• What you are asked to do
Go through the lines below and copy each one that holds the string "clean".

_ _ _ _

PR #2666, opened 2026-06-14
fix(sessions): durably write-ahead the start prompt so it can't be lost

pauldambra:
## Problem

Starting a local task run can **lose the user's prompt**. The prompt only exists in renderer memory until the session has fully initialized and `session/prompt` has been delivered (a separate step *after* `agent.start`). If session init exceeds the 30s `SESSION_VALIDATION_TIMEOUT_MS` — common in large monorepos, where loading skills/commands blows the budget — or the app is reloaded/quit/crashes during the auto-retry window, the prompt is gone and the run is left stranded in `queued`.

This is the root cause behind "I lost my prompt while starting a task" reports in the monorepo: session init repeatedly times out and the only copy of the prompt is in-memory state tied to a session that never came up.

**Why:** the prompt is the one thing in the start-a-task flow a user can't cheaply reproduce, yet nothing durable owned it before delivery.

## Changes

Persist the prompt as a durable **write-ahead** record *before* any session/agent work, and clear it only once it has actually been delivered.

- New `PendingPromptStore` contract in `@posthog/core` and an `electronStorage`-backed zustand store in `@posthog/ui` (keyed by `taskId`, mirrors the existing `sessionConfigStore`).
- `createNewLocalSession` now: writes the prompt ahead before `createTaskRun`/`agent.start`; records the `taskRunId` once the run exists; **recovers** a saved prompt when a later connect arrives without one; clears the record after `sendPrompt` resolves.
- A persisted record means "this prompt is owed delivery" — the hook for a future server-side reconciler to re-drive orphaned `queued` runs.

Out of scope (follow-ups): bumping/adapting the 30s init timeout, and the server-side reconciler + startup sweep that extends the guarantee to the case where the device never returns.

## How did you test this?

- `pnpm --filter @posthog/core typecheck` and `pnpm --filter @posthog/ui typecheck` — clean.
- `biome check` on all touched files — clean.
- New unit tests for the store (`pendingPromptStore.test.ts`).
- Full suites pass: **@posthog/core 1504 tests**, **@posthog/ui 726 tests** (including both modified host suites).

## Automatic notifications

- [ ] Publish to changelog?

---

_ _ _ _

• Result
- `pnpm --filter @posthog/core typecheck` and `pnpm --filter @posthog/ui typecheck` — clean.
- `biome check` on all touched files — clean.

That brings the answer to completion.